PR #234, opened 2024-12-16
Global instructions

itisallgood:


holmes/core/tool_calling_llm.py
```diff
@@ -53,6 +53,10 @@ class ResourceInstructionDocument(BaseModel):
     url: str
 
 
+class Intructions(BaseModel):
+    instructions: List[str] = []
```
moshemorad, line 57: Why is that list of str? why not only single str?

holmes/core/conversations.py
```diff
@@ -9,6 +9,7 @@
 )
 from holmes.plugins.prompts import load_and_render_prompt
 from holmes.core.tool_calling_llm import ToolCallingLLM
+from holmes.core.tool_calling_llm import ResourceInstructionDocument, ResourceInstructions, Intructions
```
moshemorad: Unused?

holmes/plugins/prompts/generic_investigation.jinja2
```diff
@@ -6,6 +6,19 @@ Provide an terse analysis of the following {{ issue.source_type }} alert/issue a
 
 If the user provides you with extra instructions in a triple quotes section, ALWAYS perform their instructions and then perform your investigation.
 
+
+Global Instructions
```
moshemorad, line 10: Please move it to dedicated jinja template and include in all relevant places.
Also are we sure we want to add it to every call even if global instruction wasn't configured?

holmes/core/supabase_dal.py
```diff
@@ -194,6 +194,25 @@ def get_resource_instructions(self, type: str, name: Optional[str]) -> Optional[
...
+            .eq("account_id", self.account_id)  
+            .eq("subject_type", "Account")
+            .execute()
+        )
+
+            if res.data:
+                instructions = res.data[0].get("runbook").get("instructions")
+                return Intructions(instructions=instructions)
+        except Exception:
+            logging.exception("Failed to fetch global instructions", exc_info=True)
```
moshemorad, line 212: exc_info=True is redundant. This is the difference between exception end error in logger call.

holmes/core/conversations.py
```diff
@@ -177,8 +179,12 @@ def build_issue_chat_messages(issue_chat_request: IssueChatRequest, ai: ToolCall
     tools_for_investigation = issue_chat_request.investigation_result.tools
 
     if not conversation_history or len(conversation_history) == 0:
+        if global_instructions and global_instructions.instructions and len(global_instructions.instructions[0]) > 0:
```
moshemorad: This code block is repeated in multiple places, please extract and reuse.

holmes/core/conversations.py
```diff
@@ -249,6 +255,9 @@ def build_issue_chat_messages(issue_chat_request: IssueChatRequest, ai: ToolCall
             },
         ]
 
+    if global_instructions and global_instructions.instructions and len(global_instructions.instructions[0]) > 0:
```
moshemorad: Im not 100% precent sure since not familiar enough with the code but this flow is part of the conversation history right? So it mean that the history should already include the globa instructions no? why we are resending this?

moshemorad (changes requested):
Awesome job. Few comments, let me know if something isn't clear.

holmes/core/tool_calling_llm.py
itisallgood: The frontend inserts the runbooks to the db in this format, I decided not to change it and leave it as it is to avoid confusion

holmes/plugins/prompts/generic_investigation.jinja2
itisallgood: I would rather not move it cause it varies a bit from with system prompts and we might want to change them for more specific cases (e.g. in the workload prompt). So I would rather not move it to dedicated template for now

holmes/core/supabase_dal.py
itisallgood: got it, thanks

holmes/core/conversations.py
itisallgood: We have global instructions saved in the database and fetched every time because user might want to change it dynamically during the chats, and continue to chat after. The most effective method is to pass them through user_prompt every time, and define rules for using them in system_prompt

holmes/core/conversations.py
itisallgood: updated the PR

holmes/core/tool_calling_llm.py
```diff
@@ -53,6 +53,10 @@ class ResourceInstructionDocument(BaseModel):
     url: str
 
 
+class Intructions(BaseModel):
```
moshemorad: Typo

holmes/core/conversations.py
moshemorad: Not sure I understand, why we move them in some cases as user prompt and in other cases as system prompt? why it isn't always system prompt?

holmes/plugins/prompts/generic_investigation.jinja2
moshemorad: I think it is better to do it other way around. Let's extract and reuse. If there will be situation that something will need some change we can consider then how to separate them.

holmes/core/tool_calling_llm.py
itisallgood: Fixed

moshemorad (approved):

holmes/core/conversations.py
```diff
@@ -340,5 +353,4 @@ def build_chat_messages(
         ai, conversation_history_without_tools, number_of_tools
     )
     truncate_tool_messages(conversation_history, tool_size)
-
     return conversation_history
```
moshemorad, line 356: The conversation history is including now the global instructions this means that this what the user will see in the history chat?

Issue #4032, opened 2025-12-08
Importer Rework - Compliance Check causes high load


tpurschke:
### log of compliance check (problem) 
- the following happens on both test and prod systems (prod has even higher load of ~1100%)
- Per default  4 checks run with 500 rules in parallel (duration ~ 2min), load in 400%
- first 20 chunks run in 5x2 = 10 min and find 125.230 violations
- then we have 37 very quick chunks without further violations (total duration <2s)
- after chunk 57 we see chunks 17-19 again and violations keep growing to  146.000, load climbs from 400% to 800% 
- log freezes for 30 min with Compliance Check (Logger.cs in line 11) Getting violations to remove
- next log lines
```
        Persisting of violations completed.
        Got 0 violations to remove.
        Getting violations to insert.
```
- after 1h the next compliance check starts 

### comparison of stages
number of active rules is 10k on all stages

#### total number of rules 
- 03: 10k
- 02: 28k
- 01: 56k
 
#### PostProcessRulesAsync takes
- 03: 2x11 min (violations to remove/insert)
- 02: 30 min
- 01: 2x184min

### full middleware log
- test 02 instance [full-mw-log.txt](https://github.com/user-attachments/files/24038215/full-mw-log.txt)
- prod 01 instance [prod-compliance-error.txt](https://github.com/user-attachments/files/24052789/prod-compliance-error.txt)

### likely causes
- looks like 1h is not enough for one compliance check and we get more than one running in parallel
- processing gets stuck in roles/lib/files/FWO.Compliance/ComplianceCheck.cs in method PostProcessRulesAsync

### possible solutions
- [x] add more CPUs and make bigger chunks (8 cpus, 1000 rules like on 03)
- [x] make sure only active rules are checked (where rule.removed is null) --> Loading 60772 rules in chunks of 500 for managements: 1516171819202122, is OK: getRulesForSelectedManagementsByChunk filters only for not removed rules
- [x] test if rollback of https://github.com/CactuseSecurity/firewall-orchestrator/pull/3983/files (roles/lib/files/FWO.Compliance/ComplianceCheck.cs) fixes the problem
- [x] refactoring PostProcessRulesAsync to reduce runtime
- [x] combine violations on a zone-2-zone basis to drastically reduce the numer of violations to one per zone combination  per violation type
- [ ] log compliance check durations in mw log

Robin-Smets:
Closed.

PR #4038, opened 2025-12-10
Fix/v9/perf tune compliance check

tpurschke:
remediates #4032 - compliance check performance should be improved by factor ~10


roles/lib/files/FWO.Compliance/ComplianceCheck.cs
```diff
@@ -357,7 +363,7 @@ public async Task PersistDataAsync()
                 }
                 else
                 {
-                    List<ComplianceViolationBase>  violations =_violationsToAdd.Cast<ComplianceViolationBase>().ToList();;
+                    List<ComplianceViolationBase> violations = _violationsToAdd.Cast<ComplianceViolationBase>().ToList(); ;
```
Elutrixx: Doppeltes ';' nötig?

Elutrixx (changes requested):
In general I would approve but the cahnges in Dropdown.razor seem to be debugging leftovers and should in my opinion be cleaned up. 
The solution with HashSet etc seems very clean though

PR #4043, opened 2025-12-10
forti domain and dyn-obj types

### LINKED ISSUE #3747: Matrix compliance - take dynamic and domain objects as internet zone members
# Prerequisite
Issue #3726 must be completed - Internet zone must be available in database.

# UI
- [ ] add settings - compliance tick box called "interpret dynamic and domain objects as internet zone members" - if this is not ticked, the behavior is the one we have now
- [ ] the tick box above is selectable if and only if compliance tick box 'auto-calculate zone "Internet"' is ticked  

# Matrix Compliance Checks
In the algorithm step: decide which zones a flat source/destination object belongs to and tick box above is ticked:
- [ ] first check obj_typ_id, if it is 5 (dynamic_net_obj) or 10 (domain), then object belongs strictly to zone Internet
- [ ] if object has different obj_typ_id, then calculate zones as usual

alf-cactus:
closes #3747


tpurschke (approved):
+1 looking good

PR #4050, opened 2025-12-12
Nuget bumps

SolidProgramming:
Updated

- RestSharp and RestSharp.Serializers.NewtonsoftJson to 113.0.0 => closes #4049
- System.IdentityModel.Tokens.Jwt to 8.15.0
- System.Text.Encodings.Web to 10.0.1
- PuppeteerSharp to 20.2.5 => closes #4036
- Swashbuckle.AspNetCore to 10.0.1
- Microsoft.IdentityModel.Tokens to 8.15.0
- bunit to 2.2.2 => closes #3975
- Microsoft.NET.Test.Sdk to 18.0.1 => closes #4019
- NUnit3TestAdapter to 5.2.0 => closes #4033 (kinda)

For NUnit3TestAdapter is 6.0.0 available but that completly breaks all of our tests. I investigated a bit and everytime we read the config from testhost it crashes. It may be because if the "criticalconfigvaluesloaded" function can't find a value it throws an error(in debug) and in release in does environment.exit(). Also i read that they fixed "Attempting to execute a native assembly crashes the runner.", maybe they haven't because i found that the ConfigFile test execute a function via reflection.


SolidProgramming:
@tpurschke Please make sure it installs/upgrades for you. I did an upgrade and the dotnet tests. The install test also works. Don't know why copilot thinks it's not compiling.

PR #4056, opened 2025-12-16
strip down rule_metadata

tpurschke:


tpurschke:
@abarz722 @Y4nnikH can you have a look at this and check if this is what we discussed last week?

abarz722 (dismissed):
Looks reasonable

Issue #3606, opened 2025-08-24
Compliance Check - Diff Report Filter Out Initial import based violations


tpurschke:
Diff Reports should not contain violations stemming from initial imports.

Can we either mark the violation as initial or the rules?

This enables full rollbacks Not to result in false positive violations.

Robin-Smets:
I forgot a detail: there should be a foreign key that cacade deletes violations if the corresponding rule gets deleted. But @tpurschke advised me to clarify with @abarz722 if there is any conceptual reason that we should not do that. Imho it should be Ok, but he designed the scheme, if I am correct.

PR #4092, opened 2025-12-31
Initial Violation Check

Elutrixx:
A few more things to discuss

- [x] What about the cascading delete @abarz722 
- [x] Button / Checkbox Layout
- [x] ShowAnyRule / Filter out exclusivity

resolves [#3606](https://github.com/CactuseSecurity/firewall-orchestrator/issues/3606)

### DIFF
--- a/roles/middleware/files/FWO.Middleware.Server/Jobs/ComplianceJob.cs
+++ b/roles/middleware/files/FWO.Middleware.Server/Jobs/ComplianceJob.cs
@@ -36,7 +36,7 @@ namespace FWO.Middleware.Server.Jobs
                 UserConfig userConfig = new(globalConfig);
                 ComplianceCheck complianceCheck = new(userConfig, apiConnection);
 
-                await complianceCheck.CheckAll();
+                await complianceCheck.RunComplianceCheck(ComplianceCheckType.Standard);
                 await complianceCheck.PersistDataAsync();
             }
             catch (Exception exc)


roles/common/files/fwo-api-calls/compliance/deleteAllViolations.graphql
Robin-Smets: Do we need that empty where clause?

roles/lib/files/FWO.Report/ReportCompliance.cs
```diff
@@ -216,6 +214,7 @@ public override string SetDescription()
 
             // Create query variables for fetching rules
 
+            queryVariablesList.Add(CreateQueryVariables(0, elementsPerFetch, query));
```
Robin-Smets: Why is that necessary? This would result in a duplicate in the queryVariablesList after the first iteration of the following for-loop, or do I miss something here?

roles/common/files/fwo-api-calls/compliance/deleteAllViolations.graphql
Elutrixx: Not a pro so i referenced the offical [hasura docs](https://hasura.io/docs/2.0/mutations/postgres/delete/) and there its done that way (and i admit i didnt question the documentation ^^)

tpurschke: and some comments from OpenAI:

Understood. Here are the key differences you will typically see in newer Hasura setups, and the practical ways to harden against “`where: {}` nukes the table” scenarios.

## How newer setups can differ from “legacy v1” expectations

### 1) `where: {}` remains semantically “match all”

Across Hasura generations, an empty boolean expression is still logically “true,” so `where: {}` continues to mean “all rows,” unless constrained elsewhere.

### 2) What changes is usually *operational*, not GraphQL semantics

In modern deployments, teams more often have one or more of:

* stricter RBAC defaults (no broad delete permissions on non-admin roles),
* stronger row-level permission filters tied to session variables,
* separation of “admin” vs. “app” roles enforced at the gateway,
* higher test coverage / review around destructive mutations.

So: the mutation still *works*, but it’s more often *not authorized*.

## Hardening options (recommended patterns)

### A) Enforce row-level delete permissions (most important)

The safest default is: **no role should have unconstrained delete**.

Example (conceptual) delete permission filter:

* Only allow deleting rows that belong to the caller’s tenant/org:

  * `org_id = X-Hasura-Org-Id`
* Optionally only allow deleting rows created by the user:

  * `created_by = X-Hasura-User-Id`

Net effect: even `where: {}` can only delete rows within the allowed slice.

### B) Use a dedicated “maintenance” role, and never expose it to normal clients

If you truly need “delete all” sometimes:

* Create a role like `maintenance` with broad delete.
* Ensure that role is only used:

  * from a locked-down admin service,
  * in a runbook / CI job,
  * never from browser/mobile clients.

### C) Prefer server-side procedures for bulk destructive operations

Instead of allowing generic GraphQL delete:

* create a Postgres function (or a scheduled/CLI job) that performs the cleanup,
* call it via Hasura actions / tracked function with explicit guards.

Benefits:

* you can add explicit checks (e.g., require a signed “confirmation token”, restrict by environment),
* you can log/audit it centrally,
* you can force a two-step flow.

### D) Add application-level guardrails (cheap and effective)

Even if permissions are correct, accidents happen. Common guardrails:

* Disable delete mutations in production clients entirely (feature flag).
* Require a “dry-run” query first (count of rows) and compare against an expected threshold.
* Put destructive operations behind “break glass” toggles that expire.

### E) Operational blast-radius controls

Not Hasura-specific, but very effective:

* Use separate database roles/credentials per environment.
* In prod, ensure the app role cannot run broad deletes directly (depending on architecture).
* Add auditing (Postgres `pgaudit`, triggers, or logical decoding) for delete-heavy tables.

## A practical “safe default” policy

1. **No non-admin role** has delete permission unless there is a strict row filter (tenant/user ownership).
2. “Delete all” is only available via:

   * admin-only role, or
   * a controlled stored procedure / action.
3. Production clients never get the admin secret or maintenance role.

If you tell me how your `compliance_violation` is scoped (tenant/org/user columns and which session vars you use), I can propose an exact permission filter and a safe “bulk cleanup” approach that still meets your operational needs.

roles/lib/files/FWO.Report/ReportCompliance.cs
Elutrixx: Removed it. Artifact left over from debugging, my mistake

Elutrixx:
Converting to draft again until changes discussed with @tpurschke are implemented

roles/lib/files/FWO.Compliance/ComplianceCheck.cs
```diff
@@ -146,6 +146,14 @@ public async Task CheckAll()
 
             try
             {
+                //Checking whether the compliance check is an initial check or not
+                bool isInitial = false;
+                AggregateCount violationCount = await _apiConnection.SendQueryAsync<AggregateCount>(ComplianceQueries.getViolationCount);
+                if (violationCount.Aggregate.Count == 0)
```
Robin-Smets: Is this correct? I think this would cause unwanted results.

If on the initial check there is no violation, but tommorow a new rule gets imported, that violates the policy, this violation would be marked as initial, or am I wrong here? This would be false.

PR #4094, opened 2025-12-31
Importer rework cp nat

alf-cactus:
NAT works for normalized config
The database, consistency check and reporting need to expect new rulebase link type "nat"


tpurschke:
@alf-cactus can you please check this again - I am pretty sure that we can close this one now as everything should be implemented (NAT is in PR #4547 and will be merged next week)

#### [WHAT YOU SHOULD DO]
Where a line in the records above contains the string "setups", copy that line.

#### [ANSWER FOR THE TASK]
Understood. Here are the key differences you will typically see in newer Hasura setups, and the practical ways to harden against “`where: {}` nukes the table” scenarios.
## How newer setups can differ from “legacy v1” expectations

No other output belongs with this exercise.